How to complete this task: Which lines in the records below mention the word "algorithm"? Copy each one out.

Collected data:
= = = = =

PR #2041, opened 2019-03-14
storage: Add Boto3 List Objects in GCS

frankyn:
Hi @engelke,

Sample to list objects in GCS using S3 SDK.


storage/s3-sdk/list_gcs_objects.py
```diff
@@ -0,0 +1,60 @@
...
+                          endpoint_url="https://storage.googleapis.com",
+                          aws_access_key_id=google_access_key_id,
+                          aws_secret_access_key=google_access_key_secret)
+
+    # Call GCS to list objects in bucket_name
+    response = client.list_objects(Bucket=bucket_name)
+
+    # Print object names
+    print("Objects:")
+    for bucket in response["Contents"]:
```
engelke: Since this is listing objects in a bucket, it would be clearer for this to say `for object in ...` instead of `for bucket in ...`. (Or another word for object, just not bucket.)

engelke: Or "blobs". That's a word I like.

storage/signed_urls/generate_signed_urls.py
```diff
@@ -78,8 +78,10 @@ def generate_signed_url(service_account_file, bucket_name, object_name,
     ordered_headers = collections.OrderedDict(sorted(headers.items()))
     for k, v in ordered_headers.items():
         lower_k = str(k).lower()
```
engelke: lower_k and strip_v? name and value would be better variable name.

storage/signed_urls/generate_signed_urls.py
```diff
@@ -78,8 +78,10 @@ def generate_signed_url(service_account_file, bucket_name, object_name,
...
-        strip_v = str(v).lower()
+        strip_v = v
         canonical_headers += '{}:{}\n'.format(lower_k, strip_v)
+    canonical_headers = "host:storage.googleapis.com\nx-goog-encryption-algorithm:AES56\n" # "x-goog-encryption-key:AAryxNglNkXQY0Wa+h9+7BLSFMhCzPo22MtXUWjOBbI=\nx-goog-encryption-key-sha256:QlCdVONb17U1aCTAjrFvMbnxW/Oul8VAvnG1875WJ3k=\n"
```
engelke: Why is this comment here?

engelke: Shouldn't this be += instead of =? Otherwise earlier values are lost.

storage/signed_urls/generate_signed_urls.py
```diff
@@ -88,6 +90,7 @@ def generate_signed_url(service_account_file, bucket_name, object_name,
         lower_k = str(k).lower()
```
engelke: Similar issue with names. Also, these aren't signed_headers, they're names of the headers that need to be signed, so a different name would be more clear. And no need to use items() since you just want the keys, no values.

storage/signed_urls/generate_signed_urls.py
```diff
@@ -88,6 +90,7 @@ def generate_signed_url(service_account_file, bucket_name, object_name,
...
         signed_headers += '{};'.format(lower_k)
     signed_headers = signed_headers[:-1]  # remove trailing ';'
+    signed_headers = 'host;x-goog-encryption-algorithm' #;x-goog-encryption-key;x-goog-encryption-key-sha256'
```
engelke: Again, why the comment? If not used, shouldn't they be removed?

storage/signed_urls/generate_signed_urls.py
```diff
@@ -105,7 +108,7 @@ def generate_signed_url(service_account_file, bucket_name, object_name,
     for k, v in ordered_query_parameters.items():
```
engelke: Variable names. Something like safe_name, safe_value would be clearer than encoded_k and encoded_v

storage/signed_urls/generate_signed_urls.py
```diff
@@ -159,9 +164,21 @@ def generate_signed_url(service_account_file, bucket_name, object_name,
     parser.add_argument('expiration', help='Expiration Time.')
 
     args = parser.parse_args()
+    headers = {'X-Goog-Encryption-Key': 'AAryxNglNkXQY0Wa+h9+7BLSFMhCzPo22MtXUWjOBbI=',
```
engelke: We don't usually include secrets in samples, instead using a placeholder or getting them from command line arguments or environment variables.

= = = = =

Written response:
+    canonical_headers = "host:storage.googleapis.com\nx-goog-encryption-algorithm:AES56\n" # "x-goog-encryption-key:AAryxNglNkXQY0Wa+h9+7BLSFMhCzPo22MtXUWjOBbI=\nx-goog-encryption-key-sha256:QlCdVONb17U1aCTAjrFvMbnxW/Oul8VAvnG1875WJ3k=\n"
+    signed_headers = 'host;x-goog-encryption-algorithm' #;x-goog-encryption-key;x-goog-encryption-key-sha256'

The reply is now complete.